Metastasis-initiating cells induce and exploit a fibroblast niche to fuel malignant colonization of the lungs

Metastatic colonization relies on interactions between disseminated cancer cells and the microenvironment in secondary organs. Here, we show that disseminated breast cancer cells evoke phenotypic changes in lung fibroblasts, forming a supportive metastatic niche. Colonization of the lungs confers an inflammatory phenotype in metastasis-associated fibroblasts. Specifically, IL-1 alpha and IL-1 beta secreted by breast cancer cells induce CXCL9 and CXCL10 production in lung fibroblasts via NF-kappa B signaling, fueling the growth of lung metastases. Notably, we find that the chemokine receptor CXCR3, that binds CXCL9/10, is specifically expressed in a small subset of breast cancer cells, which exhibits tumor-initiating ability when co-transplanted with fibroblasts and has high JNK signaling that drives IL-1 alpha/beta expression. Importantly, disruption of the intercellular JNK-IL-1-CXCL9/10-CXCR3 axis reduces metastatic colonization in xenograft and syngeneic mouse models.

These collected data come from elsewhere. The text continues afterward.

Issue #30, opened 2020-10-15
Document Manager Enhancement Discussion


JD-Howard:
**Is your feature request related to a problem? Please describe.**
Many of the intelligence features I want in the AutoLispExt require foraging for information across PRJ, Workspace and even on fragments of LSP files. I've already started submitting PR's to help with that, but this is where I want to do some preliminary discussion on how it will be organized and what it will provide.

**Describe the solution you'd like**
This will most likely be a class so that getters can be used to dynamically serve the best available content. This will likely be a single pre-initialized instance called DocumentManager and that document manager will probably be the only export. The constructor of the document manager is intended to create and manage all the event hooks such as:
- vscode.workspace.onDidOpenTextDocument
- vscode.workspace.onDidCloseTextDocument
- vscode.workspace.onDidRenameFiles
- vscode.workspace.onDidChangeWorkspaceFolders (has to reset the FileSystemWatcher events)
- vscode.FileSystemWatcher.onDidDelete
- vscode.FileSystemWatcher.onDidCreate
- vscode.FileSystemWatcher.onDidChange (not real sure this one will be necessary)

**Note:** The recent PR to natively add ReadonlyDocument's to the LspFileNode make it so that the PRJ events do not need to inform the DocumentManager about anything that happened in that space.

Another thing this will do is scan the workspace and find all the LSP files creating ReadonlyDocuments for each of them that get stored in a Map using their fspath as the key; this is to support multiple files with the same name. This global repo will take 3rd precedence for the content delivery system. Second precedence will be given to the PRJ referenced files and top priority will be given to opened documents; when aware of them that is. Still have a technical debt to figure out which files were already opened in the workspace reload when VSCode opened. However, once any of those file tabs get activated the above events will let us know and they will begin taking top priority.

There is performance concerns about reading the contents of all these files when our extension is first loading. It does not lock the interface, but it does in fact cause a _scanning_ bar to show and some features aren't 100% available until it completes. It doesn't take long at all, even with 10mb of LSP files in your workspace, but a bit unsightly. Because of this, I am wondering if we should make a way to create a ReadonlyDocument without the actual (content) initialize that could demand load when the user is actually doing something that tries to use that data. Another option is to create the DM Map entries with null and let the document manager demand load them when requested.

**Additional context**
The expected common access point for this will be through the ContextManager.Documents getter.

JD-Howard:
[...]

PR #49, opened 2020-11-16
Doc manager update

JD-Howard:
**Objective**
This is an update to the DocumentManager to persist/recycle more data. It was decided during the DefinitionProvider PR #45 that something had to be done about about the excessively expensive `ReadonlyDocument.atomsForest` being regenerated more often than it needed to be.

This change involves a major emphasis on tracking pairs ReadonlyDocument's & vscode.TextDocuments and performing very cheap checks to detect when the ReadonlyDocument is out of date. It uses a set of flags to specify the various contextual applications. This will inevitably make a ReadonlyDocument qualify for up to 4 queries
- Currently Active Document
- Opened
- Project
- Workspace

However, the expensive parts should now be completely recycled and very cheap checks are in place to avoid the excessive parts of that **potential** duplication. From what I can tell, nothing should ever go through all 4 in expensive ways because any one would have passed the cheap pre-check, had the expensive work done and never moved on to the others.

The original version of this did a lot better job of purging dead data, but I believe this will at least make it inaccessible. This is notable for file renames and deletions performed directly in a OS file explorer. In theory, this is removing the flags that qualify them for various queries, but not necessarily removing the reference entirely across all possible situations. I believe the actions performed in the vscode workspace itself would do proper data purging purging though.

This also removed the PRJ embedded ReadonlyDocument property. Everything is demand queried from the DocumentManager when applicable, but persisted so it can efficiently serve it back next time. The cheap pre-check added in the DefinitionProvider and the fact that ReadonlyDocument creation is also quite cheap should adequately compensate for this. Note that PRJ's being opened/closed is probably the biggest issue with persisted dead data. Since the the ProjectTree's `Instance()` is always used to produce the "_single source of truth_" of fspath keys this should not actually produce erroneous PRJ references, but it has no mechanism for getting rid of the old ones. I'd like to maintain a maximum separation between the Document Manager and the Project Manager if we can.

Removed the attempts to persist data across workspace changes. From what I can tell, this was an exercise of futility. I tried multiple tests to verify it was working and kept eventually winding up with an empty `_cached` property. For example the current arrangement of the `initialize()` method that setups the cache isn't even clearing it anymore and all references are still disappearing after any action that changes the workspace.

Honestly the _documents.ts_ is vastly more clustered than it used to be since it is now handling various edge cases and was massively changed. So, I may be easier to perform your first review without the Adds/Deletes turned on.

**Tests Passed**
I kind of just described them above by identifying the potential known issues. I did run this with the F12 on a Workspace only, a PRJ only and a Workspace/PRJ hybrid.

**Screenshots**
Not Applicable

### DIFF
--- a/extension/src/documents.ts
+++ b/extension/src/documents.ts
@@ -3,12 +3,13 @@ import * as vscode from 'vscode';
 import { ReadonlyDocument } from "./project/readOnlyDocument";
 import { AutoLispExt } from './extension';
 import { ProjectTreeProvider  } from "./project/projectTree";
+import * as fs from	'fs-extra';
 
 
 enum Origins {
-	OPENED = 'O',
-	WSPACE = 'W',
-	PROJECT = 'P'
+	OPENED,
+	WSPACE,
+	PROJECT
 }
 
 
@@ -49,29 +50,15 @@ export class DocumentManager{
 	}
 	get ActiveDocument(): ReadonlyDocument { 
 		if (vscode.window.activeTextEditor) {
-			const key = vscode.window.activeTextEditor.document.fileName.replace(/\//g, '\\');
-			if (this._cached.has(key)){
-				const sources = this._cached.get(key);
-				if (!sources.native) {
-					sources.native = vscode.window.activeTextEditor.document;
-					sources.flags.add(Origins.OPENED);
-				}
-				if (!sources.internal || !sources.internal.equal(sources.native)){
-					sources.internal = ReadonlyDocument.getMemoryDocument(sources.native);
-				}
-				return sources.internal;
-			} else {
-				const sources = DocumentSources.create(Origins.OPENED, vscode.window.activeTextEditor.document);
-				this._cached.set(key, sources);
-				return sources.internal;
-			}
+			const key = this.documentConsumeOrValidate(vscode.window.activeTextEditor.document, Origins.OPENED);			
+			return this._cached.get(key)?.internal;
 		} else {
 			return null;
 		}		
 	}
 	
 	get ActiveTextDocument(): vscode.TextDocument { 
-		return vscode.window.activeTextEditor ? vscode.window.activeTextEditor.document :  null; 
+		return vscode.window.activeTextEditor?.document;
 	}
 	get OpenedTextDocuments(): vscode.TextDocument[] { 
 		return [...this._cached.values()]
@@ -86,24 +73,10 @@ export class DocumentManager{
 		const result: string[] = [];
 		if (ProjectTreeProvider.hasProjectOpened()){
 			ProjectTreeProvider.instance().projectNode.sourceFiles.forEach(x => {
-				result.push(x.filePath.replace(/\//g, '\\'));
+				result.push(this.normalizePath(x.filePath));
 			});
 		}
 		return result;
-	}
-
-	getDocument(nDoc: vscode.TextDocument) {
-		const key = nDoc.fileName.replace(/\//g, '\\');
-		if (this._cached.has(key)) {
-			const sources = this._cached.get(key);
-			sources.native = nDoc;
-			if (!sources.internal || !sources.internal.equal(sources.native)){
-				sources.internal = ReadonlyDocument.getMemoryDocument(sources.native);
-			}
-			return sources.internal;
-		} else {
-			this._cached.set(key, DocumentSources.create(Origins.OPENED, nDoc));
-		}
 	}
 
 	// General purpose methods for identifying the scope of work for a given document type
@@ -125,30 +98,72 @@ export class DocumentManager{
 		}
 	}
 
+	private normalizePath(path: string): string {
+		return path.replace(/\//g, '\\');
+	}
+
+	private tryUpdateInternal(sources: DocumentSources){
+		if (sources.native && (!sources.internal || !sources.internal.equal(sources.native))) {
+			sources.internal = ReadonlyDocument.getMemoryDocument(sources.native);
+		}
+	}
+
+	private pathConsumeOrValidate(path: string, flag: Origins): string {
+		const key = this.normalizePath(path);		
+		if (fs.existsSync(key) && this.getSelectorType(key) === DocumentManager.Selectors.lsp) {
+			if (this._cached.has(key) === false) {
+				const sources = DocumentSources.create(flag, ReadonlyDocument.open(key));
+				this._cached.set(key, sources);
+			} else {
+				const sources = this._cached.get(key);				
+				this.tryUpdateInternal(sources);
+				sources.flags.add(flag);
+			}
+			return key;
+		} else {
+			return '';
+		}
+	}
+
+	private documentConsumeOrValidate(doc: vscode.TextDocument, flag: Origins, key?: string): string {
+		if (!key){
+			key = this.normalizePath(doc.fileName);
+		}
+		if (this.getSelectorType(key) === DocumentManager.Selectors.lsp){
+			if (this._cached.has(key) === false) {
+				const sources = DocumentSources.create(flag, doc);
+				this._cached.set(key, sources);
+			} else {
+				const sources = this._cached.get(key);
+				sources.native = doc;
+				this.tryUpdateInternal(sources);
+				sources.flags.add(flag);
+			}
+			return key;
+		} else {
+			return '';
+		}
+	}
+
+	getDocument(nDoc: vscode.TextDocument): ReadonlyDocument {
+		const key = this.documentConsumeOrValidate(nDoc, Origins.OPENED);			
+		return this._cached.get(key)?.internal;
+	}	
+
 	// Gets an array of PRJ ReadonlyDocument references, but verifies the content is based on a vscode.TextDocument's when available
 	private getProjectDocuments(): ReadonlyDocument[] {
 		const result: ReadonlyDocument[] = [];
 		if (ProjectTreeProvider.hasProjectOpened()) {
 			this.projectKeys.forEach(key => {
+				this.pathConsumeOrValidate(key, Origins.PROJECT);
 				if (this._cached.has(key)){
-					const sources = this._cached.get(key);
-					sources.flags.add(Origins.PROJECT);
-					if (sources.native && !sources.internal.equal(sources.native)){
-						sources.internal = ReadonlyDocument.getMemoryDocument(sources.native);
-					}
-					result.push(sources.internal);
-				} else {
-					const sources = DocumentSources.create(Origins.PROJECT, key);
-					this._cached.set(key, sources);
-					result.push(sources.internal);
+					result.push(this._cached.get(key).internal);
 				}
 			});
 		}
 		return result;
 	}
 
-
-	
 	// Gets an array of ReadonlyDocument references representing Origins.OPENED, but verifies the content is based on the native vscode.TextDocument
 	// When the internal & native documents match in content the existing version is returned, but will be regenerated if they are not
 	private getOpenedAsReadonlyDocuments(): ReadonlyDocument[] {
@@ -156,9 +171,7 @@ export class DocumentManager{
 		this.cacheKeys.forEach(key => {
 			const sources = this._cached.get(key);
 			if (sources.native && sources.flags.has(Origins.OPENED)){
-				if (!sources.internal || !sources.internal.equal(sources.native)){
-					sources.internal = ReadonlyDocument.getMemoryDocument(sources.native);
-				}
+				this.tryUpdateInternal(sources);
 				result.push(sources.internal);
 			}
 		});
@@ -171,9 +184,8 @@ export class DocumentManager{
 		this.cacheKeys.forEach(key => {
 			const sources = this._cached.get(key);
 			if (sources.flags.has(Origins.WSPACE)) {
-				if (sources.native && (!sources.internal || !sources.internal.equal(sources.native))){
-					sources.internal = ReadonlyDocument.getMemoryDocument(sources.native);
-				} else if (!sources.internal) {
+				this.tryUpdateInternal(sources);
+				if (!sources.internal) {
 					sources.internal = ReadonlyDocument.open(key);
 				}
 				result.push(sources.internal);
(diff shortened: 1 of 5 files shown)


extension/src/documents.ts
```diff
@@ -5,9 +5,37 @@ import { AutoLispExt } from './extension';
...
 
+enum Origins {
+	OPENED = 'O',
+	WSPACE = 'W',
+	PROJECT = 'P'
+}
+
+
+interface DocumentSources {
+	native: vscode.TextDocument;
```
hualin-adsk, line 16: we need to give its more descriptive name, I think `rawDoc` or any others

extension/src/documents.ts
```diff
@@ -5,9 +5,37 @@ import { AutoLispExt } from './extension';
...
+	internal: ReadonlyDocument;
+	flags: Set<Origins>;
```
hualin-adsk, line 18: It means that for one document, it can be opened, in workspace and in project files? maybe we need to add a comment here

extension/src/documents.ts
```diff
@@ -20,16 +48,63 @@ export class DocumentManager{
...
+		}
+		return result;
+	}
+
+	getDocument(nDoc: vscode.TextDocument) {
+		const key = nDoc.fileName.replace(/\//g, '\\');
+		if (this._cached.has(key)) {
+			const sources = this._cached.get(key);
+			sources.native = nDoc;
+			if (!sources.internal || !sources.internal.equal(sources.native)){
```
hualin-adsk, line 100: I think this is the change we check if the atoms forest should regenerate

extension/src/documents.ts
```diff
@@ -50,46 +125,66 @@ export class DocumentManager{
...
-			return ProjectTreeProvider.instance().projectNode.sourceFiles.map(x => 
-				this._opened.has(x.document.fileName) ? ReadonlyDocument.getMemoryDocument(this._opened.get(x.document.fileName)) : x.document
-				);
-		} else {
-			return [];
+			this.projectKeys.forEach(key => {
+				if (this._cached.has(key)){
+					const sources = this._cached.get(key);
+					sources.flags.add(Origins.PROJECT);
+					if (sources.native && !sources.internal.equal(sources.native)){
```
hualin-adsk, line 136: I think this 3 lines codes are duplicated several times, maybe extract to a function

extension/src/documents.ts
```diff
@@ -261,39 +413,37 @@ export class DocumentManager{
 		this.initialize();
 
 		AutoLispExt.Subscriptions.push(vscode.workspace.onDidCloseTextDocument((e: vscode.TextDocument) => {
-			if (this._opened.has(e.uri.fsPath) === true) {
-				this._opened.delete(e.uri.fsPath);
-			}
+			const source = this._cached.get(e.fileName.replace(/\//g, '\\'));
```
hualin-adsk, line 416: e.fileName.replace(/\//g, '\\') also calls several times, maybe extract to a util small function

hualin-adsk:
For F12 on a `setq`, it looks like it will find all the variables have the same name:
image

Maybe this is not an issue for F12, but it is risk for future F2 (rename)

extension/src/documents.ts
```diff
@@ -5,9 +5,37 @@ import { AutoLispExt } from './extension';
 import { ProjectTreeProvider  } from "./project/projectTree";
 
 
+enum Origins {
+	OPENED = 'O',
```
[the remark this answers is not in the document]
JD-Howard: These can go back to numbered enums now. I only added the strings to visually see which enum was getting added and purged during my tests. IE, I don't think we need these to have meaningful representations in the long term because they aren't exported.

extension/src/documents.ts
JD-Howard: In the context of this not being exported and living inside of `DocumentSources` interface, I actually think native and internal are meaningful. Clearly just an F2 to fix it if your comment isn't assuming use-cases beyond _documents.ts_ though.

extension/src/documents.ts
JD-Howard: Well, think about life cycle and the goal to recycle everything. 
Opening a file adds the OPENED flag, which is the only source of truth for what is actively opened. That file still could have had WSPACE & PRJ flags.
If you delete a file using file explorer while it was opened in the editor, the WSPACE flag gets removed, but we still have the reference with the OPENED flag and we should because VSCode doesn't close the document in that scenario.
If you are in a workspace, you open a document from file explorer, you then decide you need to close it, but add it to a PRJ, then nothing is lost.
If you open a PRJ, use F12, close that PRJ open a different one and later come back to it or open a different PRJ that also references that file, then nothing is lost.

extension/src/documents.ts
JD-Howard: Yes the `!sources.internal.equal(sources.native)` is the **cheap** check to see if there are disparities between our (internal) versions and the vscode (native) version of the document.

extension/src/documents.ts
JD-Howard: I know there is a lot of stuff that looks the same but sometimes has subtle differences. You are right, I should try a lot harder to clean this up with some meaningful function names even if they aren't recycled very much.

JD-Howard:
> For F12 on a `setq`, it looks like it will find all the variables have the same name:
It should only ever do this when it couldn't find anything in clear context. This is a result of a last ditch effort/fallback plan of locating all the first level setq's within the document root Sexpressions. 

Re: F2
When `IsFunction=False`, the F2 will have to do a much deeper mapping of a documents function calls and variable localization's to properly do work. This scenario will only happen on the local document. I am still mixed on whether I want F2 doing work across opened documents, PRJ's and workspace documents for function names.

extension/src/documents.ts
JD-Howard: I will change these to some variant of:
`this._cached.get(this.normalizePath(e.fileName))`

extension/src/documents.ts
JD-Howard: I made 2.5 functions that consume the vast majority of the complexity. Should be a lot clearer now. These primary handlers do some unnecessary things/checks for certain circumstance, but I don't believe this hurts anything.

extension/src/documents.ts
```diff
@@ -99,33 +206,44 @@ export class DocumentManager{
...
+				key = this.pathConsumeOrValidate(key, Origins.PROJECT);
+				if (key !== '') {
+					shouldExist.push(key);
 				}
 			});
+		}
+
+
+		/////////////////////// The extension appears to reset after every workspace change and this probably isn't really doing anything ///////////////////////
+		this.cacheKeys.filter(k => !shouldExist.includes(k)).forEach(obsolete => {
```
hualin-adsk, line 238: we also noticed this behavior, the extension will reset if open a workspace, open a folder.

When reset the extension, I think the `cacheKeys` will get lost (or reset) automatically?

extension/src/providers/gotoProvider.ts
```diff
@@ -8,7 +8,7 @@ import { SearchPatterns, SearchHandlers } from './providerShared';
 
 export class AutolispDefinitionProvider implements vscode.DefinitionProvider{
 	async provideDefinition(document: vscode.TextDocument, position: vscode.Position, token: vscode.CancellationToken): Promise<vscode.Location | vscode.Location[]> {
-		const rDoc = ReadonlyDocument.getMemoryDocument(document);
+		const rDoc = AutoLispExt.Documents.getDocument(document);
 		let selected = '';
```
hualin-adsk, line 12: For the line 32, I still want to filter out to re-search in the `ActiveDocument`

hualin-adsk:
Thank you for refining this! 
I tried it in some real world cases:
 1. create project for all the `Express `tool in AutoCAD, F12 works well
 2. Open the lisp codes folder for AutoCAD Electrical which is written by lisp, it can work although the speed is slow for some large files.
I will try to use the `Chrome Dev tool `to see which part codes is the bottle neck codes.

extension/src/providers/gotoProvider.ts
JD-Howard: I think we'll ultimately wind up as much and more likely a lot more work filter that out than it currently would failing the simple pre-check.

JD-Howard:
I downloaded a bunch of random AutoLisp repo's and made a PRJ of the largest one. Think its largest file is just under 5000 lines. When I use F12 I get an infinite loop that never actually errors and once it gets going breakpoints don't function so it is really hard to find what is causing the problem. Who knows how exactly their code is randomly broken though.

hualin-adsk:
Yes, maybe the parser is the bottle neck. I will do some profiling, it is not this PR work. :)

hualin-adsk:
```
  (defun mode_tile_4_grp ( / )
    (cond
      ((= do_grp "1")
        (mode_tile "col_grp" 0)
      )
      (T (mode_tile "col_grp" 1))
    )
    (chk_accept_mode)
  )
```
If I select `mode_tile_4_grp` and hit F12, it will say there is no definition. I think this is a edge case.

hualin-adsk:
And we can associate this PR to this issue https://github.com/Autodesk-AutoCAD/AutoLispExt/issues/30

extension/src/providers/gotoProvider.ts
hualin-adsk: got it!

JD-Howard:
> And for the variables definition, maybe it only takes care the local variables (defined in function, or function parameter); don't search global variables (it means that for variable to search in the CURRENT file is enough).

We can do this for now until the F2 functionality is available. I fully expect the contextual mapping of a document to get pretty drastic in order to have any real confidence in rename operations.

>If I select mode_tile_4_grp and hit F12, it will say there is no definition. I think this is an edge case.

I think i need slightly more context. I pasted this function into a blank document, added `(mode_tile_4_grp)` after it and it was located just fine. Can you email a snippet of this that doesn't work please.

extension/src/documents.ts
JD-Howard: Yes, the only reason I left it was because this actually does do all the work to reset the state. However, when it is done, it also appears that it completely resets the extension wasting that work. If you don't have any ideas on how to persist that data past the reset, then it can go away.

extension/src/documents.ts
JD-Howard: So, did you come around on this or are we going with roDoc & vsDoc?

hualin-adsk: I am ok with the current name

extension/src/documents.ts
hualin-adsk: Thanks for explaining it!

extension/src/documents.ts
hualin-adsk: I don't have any ideal to persist the cache between the different folders. If the `cacheKeys` will be also reset automatically, I prefer to make the codes more simpler and cleaner (remove the `shouldExist`)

These data mechanistically demonstrate an essential role for the molecular crosstalk between breast cancer cells and their fibroblast niche in the progression of metastasis. How cancer cells engage the microenvironment to establish metastasis is poorly understood. Here, the authors show that CXCR3-expressing breast cancer cells secrete IL-1 to induce a paracrine crosstalk with fibroblasts in the lung, which involves CXCL9/10 production and results in colonization of the lung.